Amateur Drone Videos Could Aid in Natural Disaster Damage Assessment
System Developed by LTI Researchers Uses Social Media Posts to Assess Building Damage
It wasn't long after Hurricane Laura hit the Gulf Coast Thursday that people began flying drones to record the damage and posting videos on social media. Those videos are a precious resource, say researchers at Carnegie Mellon University, who are working on ways to use them for rapid damage assessment.
By using artificial intelligence, the researchers are developing a system that can automatically identify buildings and make an initial determination of whether they are damaged and how serious that damage might be.
"Current damage assessments are mostly based on individuals detecting and documenting damage to a building," said Junwei Liang, a Ph.D. student in CMU's Language Technologies Institute (LTI). "That can be slow, expensive and labor-intensive work."
Satellite imagery doesn't provide enough detail and shows damage from only a single viewpoint — vertical. Drones, however, can gather close-up information from a number of angles and viewpoints.
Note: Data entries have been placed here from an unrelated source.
PR #750, opened 2022-01-13
refactor(GRW-669): quote details deprecated field

guilhermespopolin:
## What?

This intents to remove the dependency with `BundledQuote.quoteDetails` field in `pages/Offer/*` files.

## Why?

`BundledQuote.quoteDetails` is going to be deprecated in the _QuoteCart_ API.

**Ticket(s): [GRW-669](https://hedvig.atlassian.net/browse/GRW-669)**


mehdielket (commented):
One comment

src/client/pages/Offer/Introduction/Sidebar/CancellationOptions.tsx
```diff
@@ -124,13 +120,9 @@ const QuoteCancellationOption: React.FC<QuoteCancellationOptionProps> = ({
             return textKeys.SIDEBAR_REQUEST_CANCELLATION_GENERIC_INSURANCE()
           }
 
-          if (isNorwegianHomeContents(quote.quoteDetails)) {
-            return textKeys.SIDEBAR_REQUEST_CANCELLATION_HOME_INSURANCE()
-          }
-
-          if (isNorwegianTravel(quote.quoteDetails)) {
-            return textKeys.SIDEBAR_REQUEST_CANCELLATION_TRAVEL_INSURANCE()
-          }
```
robinandeer, line 133: Do we not need these checks anymore?

src/client/pages/Offer/Introduction/HeroOfferDetails.tsx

It's possible, of course, for first responders to fly drones for damage assessment, but drones are now widely available among residents and routinely flown after natural disasters.
"The number of drone videos available on social media soon after a disaster means they can be a valuable resource for doing timely damage assessments," Liang said.
Xiaoyu Zhu, a master's student in AI and Innovation in the LTI, said the initial system can overlay masks on parts of the buildings in the video that appear damaged and determine if the damage is slight or serious, or if the building has been destroyed.
The team will present their findings at the Winter Conference on Applications of Computer Vision (WACV 2021), which will be held virtually next year.
The researchers, led by Alexander Hauptmann, an LTI research professor, downloaded drone videos of hurricane and tornado damage in Florida, Missouri, Illinois, Texas, Alabama and North Carolina. They then annotated the videos to identify building damage and assess the severity of the damage.
The resulting dataset — the first that used drone videos to assess building damage from natural disasters — was used to train the AI system, called MSNet, to recognize building damage. The dataset is available for use by other research groups via Github.
The videos don't include GPS coordinates — yet — but the researchers are working on a geolocation scheme that would enable users to quickly identify where the damaged buildings are, Liang said. This would require training the system using images from Google Streetview. MSNet could then match the location cues learned from Streetview to features in the video.
The National Institute of Standards and Technology sponsored this research.